Open Source Business Models, Revisited | Kellblog - mblakele
http://kellblog.com/2011/06/19/open-source-business-models-revisited/
======
runT1ME
In the words of Marc Fleury, Open Source is not a business model, it's a
_distribution model_. Rather than spending time and resources convincing
companies to download and try your product, you instead have to spend time and
resources convincing companies to actually _pay_ for your product.

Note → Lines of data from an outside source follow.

PR #2363, opened 2025-08-13
ci: Specify internal test suite commit in file

ncesario-lunarg:
Adds a file (TEST_SUITE_REF) to store a refspec in ci-gfxr-suites. This is to give developers control over which version of the suites file should be associated with their code. Specifically, this should be updated when changes need to be made to reference files in the test suite.


bradgrantham-lunarg:
Is this PR obsolete or needs updating?  The test suite ref is in `test_suite.ref`

ncesario-lunarg:
Yes, this is superseded by pipelines, as one can just modify https://github.com/LunarG/gfxreconstruct/blob/5fb702a9ad02c8c1e634ffc75c572e9ddf401756/ci/runJob.sh#L13 to use a custom suites ref if wanted/needed.

Issue #2349, opened 2025-08-07
Crash if ignored pointer is invalid


ziga-lunarg:
If the command buffer in `vkBeginCommandBuffer()` is a primary command buffer then `pInheritanceInfo` must be ignored. 

There was already an attempt to fix that in #1922

But as the code got changed it did not fix the original problem.

Capturing CTS test `dEQP-VK.api.command_buffers.bad_inheritance_info_random` would reproduce this.

The code that handles this is in vulkan_capture_manager.cpp.cpp:

```
VkResult VulkanCaptureManager::OverrideBeginCommandBuffer(VkCommandBuffer                 commandBuffer,
                                                          const VkCommandBufferBeginInfo* pBeginInfo)
{
    auto handle_unwrap_memory = VulkanCaptureManager::Get()->GetHandleUnwrapMemory();
    auto pBeginInfo_unwrapped = vulkan_wrappers::UnwrapStructPtrHandles(pBeginInfo, handle_unwrap_memory);

    auto modified_begin_info = (*pBeginInfo_unwrapped);

    const auto command_buffer_wrapper =
        vulkan_wrappers::GetWrapper<vulkan_wrappers::CommandBufferWrapper>(commandBuffer);

    // If command buffer level is primary, pInheritanceInfo must be ignored
    if (command_buffer_wrapper && command_buffer_wrapper->level == VK_COMMAND_BUFFER_LEVEL_PRIMARY &&
        modified_begin_info.pInheritanceInfo != nullptr)
    {
        modified_begin_info.pInheritanceInfo = nullptr;
    }

    return vulkan_wrappers::GetDeviceTable(commandBuffer)->BeginCommandBuffer(commandBuffer, &modified_begin_info);
}
```

But the crash happens already in:
`auto pBeginInfo_unwrapped = vulkan_wrappers::UnwrapStructPtrHandles(pBeginInfo, handle_unwrap_memory);`

PR #2366, opened 2025-08-14
Fix crash when primary cmd-buf has invalid inheritance-data

fabian-lunarg:
- move correction from OverrideBeginCommandBuffer() to a CustomEncoderPreCall
- cleanup override, not required anymore

closes [#2349](https://github.com/LunarG/gfxreconstruct/issues/2349)

### DIFF
--- a/framework/encode/custom_vulkan_encoder_commands.h
+++ b/framework/encode/custom_vulkan_encoder_commands.h
@@ -1805,6 +1805,16 @@ struct CustomEncoderPostCall<format::ApiCallId::ApiCall_vkImportFenceFdKHR>
 };
 
 template <>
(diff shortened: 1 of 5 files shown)


ziga-lunarg (changes requested):
This change is not enough, in `generated_vulkan_api_call_encoders.cpp` the `pBeginInfo` in `vkBeginCommandBuffer` must also be modified.

fabian-lunarg:
> This change is not enough, in `generated_vulkan_api_call_encoders.cpp` the `pBeginInfo` in `vkBeginCommandBuffer` must also be modified.

I found a better place to apply the correction was as a `CustomEncoderPreCall`. 
should make sure our generated (or any subsequent) code doesn't crash when attempting to unwrap the struct.

MarkY-LunarG (approved):

PR #2367, opened 2025-08-19
replay: Wait when GetStatus is expected to be VK_SUCCESS

antonio-lunarg:
Previously, we called vkGetFenceStatus in a tight loop until the fence would be signaled, but that might prevent other threads from doing their job.

Calling vkGetFenceStatus instead of waiting for the fence to be signaled is regarded as a good practice (https://developer.samsung.com/galaxy-gamedev/resources/articles/usage.html). While vkWaitForFences stalls execution wasting useful CPU cycles, calling vkGetFenceStatus allows the CPU to perform small jobs before querying for the fence status again.

By looking at this from the perspective of the captured application, these small jobs might involve doing other Vulkan work. For this reason, we call vkWaitForFences here, giving other threads a chance to run.


bradgrantham-lunarg:
Can you say more about how choosing `vkWaitForFences` is different here from the app point of view than a loop calling `vkGetFenceStatus`?  Either way this function doesn't return until the Fence is signaled, and either way other threads can be scheduled on other CPUs and either way this thread can be pre-empted.  Is the loop starving other threads that are waiting on access to the GPU or something?

antonio-lunarg:
> Can you say more about how choosing `vkWaitForFences` is different here from the app point of view than a loop calling `vkGetFenceStatus`? Either way this function doesn't return until the Fence is signaled, and either way other threads can be scheduled on other CPUs and either way this thread can be pre-empted. Is the loop starving other threads that are waiting on access to the GPU or something?

The only difference is that there's no busy loop. I have a case where one frame would originally call `vkGetFenceStatus() -> VK_SUCCESS` 5 times, but during replay these become more than 5 thousand, which is just unuseful work and IMHO it does not reflect the original behaviour of the application just as much as calling one `vkWaitForFences()`.

That said, I do not know if the busy loop determines other bad side-effects from a GPU driver perspective.

per-mathisen-arm:
A wait can have an indirect effect on the GPU, so from our standpoint it is much closer to the original behaviour to convert a vkGetFenceStatus to a vkWaitForFences than to have potentially thousands of vkGetFenceStatus calls, which also lead to higher CPU contention.

fabian-lunarg:
> Can you say more about how choosing `vkWaitForFences` is different here from the app point of view than a loop calling `vkGetFenceStatus`? Either way this function doesn't return until the Fence is signaled, and either way other threads can be scheduled on other CPUs and either way this thread can be pre-empted. Is the loop starving other threads that are waiting on access to the GPU or something?

we discussed yesterday and I agree, it's seems not to be about starving other threads, cannot see how. the most plausible explanation-attempt is that our previous synchronization (busy-waiting with `vkGetFenceStatus`) produces negative side-effects, symptom looks like missing synchronization. also for other reasons I think the `vkWaitForFences` is the cleaner solution: yields a deterministic command-stream and is way more cpu-efficient.

fabian-lunarg (approved):

fabian-lunarg:
@antonio-lunarg  maybe better to trim the comment down a bit? it reads a bit back-forth confusing and in the end does not explain much, only guesses. imo better to describe what we actually do. e.g.` // inject vkWaitForFences, synchronize fence-status`

bradgrantham-lunarg (approved):

antonio-lunarg:
> @antonio-lunarg maybe better to trim the comment down a bit? it reads a bit back-forth confusing and in the end does not explain much, only guesses. imo better to describe what we actually do. e.g.` // inject vkWaitForFences, synchronize fence-status`

Done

If you don't add a lot of value and it's not something business rely on, then
it's a tough business model (vlc, etc.). However, when you're software is used
by companies who value their time _more_ than money (I'm channeling Jonathan
Schwartz here), you are in good shape.

I've worked with numerous companies that were all happy to pay the Redhat,
MySql, and Jboss licensing fees once the product was up and running and
profitable. Suddenly a few thousand dollars a server seems kind of
inconsequential if it means at any moment you can have developers on the phone
getting your app back up.

The argument of the Open Source paradox could just as easily be applied to
SAAS in general. As software and hardware becomes easier to set up, run, and
administer all while being more reliable, than surely people will move away
from SAAS? Of course not. Just because a company _can_ , doesn't mean they
want to stray from their core competency to save a few bucks. Same goes for
buying support contracts from Open Source companies.

------
prasunsen
One more model: SAAS. You can have open source product that is free to
download and use but offer hosted version, paid, for those who prefer someone
else to have the hassle of installation and configuration. Of course you don't
need to be the creator of the open source software to do this.